Axel Juárez

Personal information
- Full name: Axel Fernando Juárez
- Date of birth: 27 July 1990 (age 35)
- Place of birth: Bella Vista, Argentina
- Height: 1.77 m (5 ft 10 in)
- Position: Midfielder

Team information
- Current team: 12 de Octubre
- Number: 31

Youth career
- San Lorenzo

Senior career*
- Years: Team / Apps / (Gls)
- 2009–2011: San Lorenzo / 12 / (0)
- 2011: → Indep.
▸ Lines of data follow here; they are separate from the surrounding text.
PR #1678, opened 2026-07-23
feat: Dockerhub Integration - Don't trim org prefix for Dockerhub Nutanix registry

nilay-ntnx:
Do not trim org prefix for Dockerhub Nutanix registry. This is so that it can co-exist with customer's existing registry (which could also be docker.io).

### DIFF
--- a/pkg/handlers/v6/generic/mutation/generic/imageregistries/credentials/credentials_secret.go
+++ b/pkg/handlers/v6/generic/mutation/generic/imageregistries/credentials/credentials_secret.go
@@ -106,16 +106,26 @@ func kubeletStaticCredentialProviderSecretContents(configs []providerConfig) (st
 			return "", fmt.Errorf("failed parsing registry URL: %w", err)
 		}
 
+		// Org-scoped keying (host + path, e.g. registry-1.docker.io/nutanix) is
+		// applied ONLY to NKP's own docker.io/nutanix org; every other registry
+		// keeps the original host-only key to limit blast radius.
+		trimmedPath := strings.TrimRight(registryURL.Path, "/")
+		pathPrefix := ""
+		if isDockerHubNutanixOrgURL(registryURL.Host, trimmedPath) {
+			pathPrefix = trimmedPath
+		}
+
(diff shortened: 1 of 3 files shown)


pkg/handlers/v6/generic/mutation/generic/imageregistries/credentials/credentials_secret.go
```diff
@@ -106,16 +106,26 @@ func kubeletStaticCredentialProviderSecretContents(configs []providerConfig) (st
 			return "", fmt.Errorf("failed parsing registry URL: %w", err)
 		}
 
+		// Org-scoped keying (host + path, e.g. registry-1.docker.io/nutanix) is
```
dkoshkin: We don't want to change this handler.
We need to this (probably all in a single PR)
1. Bump the handler versions, similar to https://github.com/nutanix-cloud-native/cluster-api-runtime-extensions-nutanix/pull/1684 but `pkg/handlers/v5/` should only contain this `imageregistries` handler.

Rivadavia (loan) / 9 / (0)
- 2012–2013: Mérida / 32 / (2)
- 2013–2016: Defensa y Justicia / 46 / (1)
- 2016–2017: Nueva Chicago / 41 / (1)
- 2017–2018: Apollon Smyrnis / 21 / (0)
- 2018–2020: Nueva Chicago / 22 / (0)
- 2020–2021: Guillermo Brown / 33 / (0)
- 2022–: 12 de Octubre / 3 / (0)

= Axel Juárez =

Argentine footballer

Axel Juárez (born 27 July 1990) is an Argentine footballer who plays for Paraguayan side 12 de Octubre as a midfielder.
He made his senior debut in Primera División for San Lorenzo on 18 May 2009, when he came on as a substitute in the first half against Gimnasia Jujuy.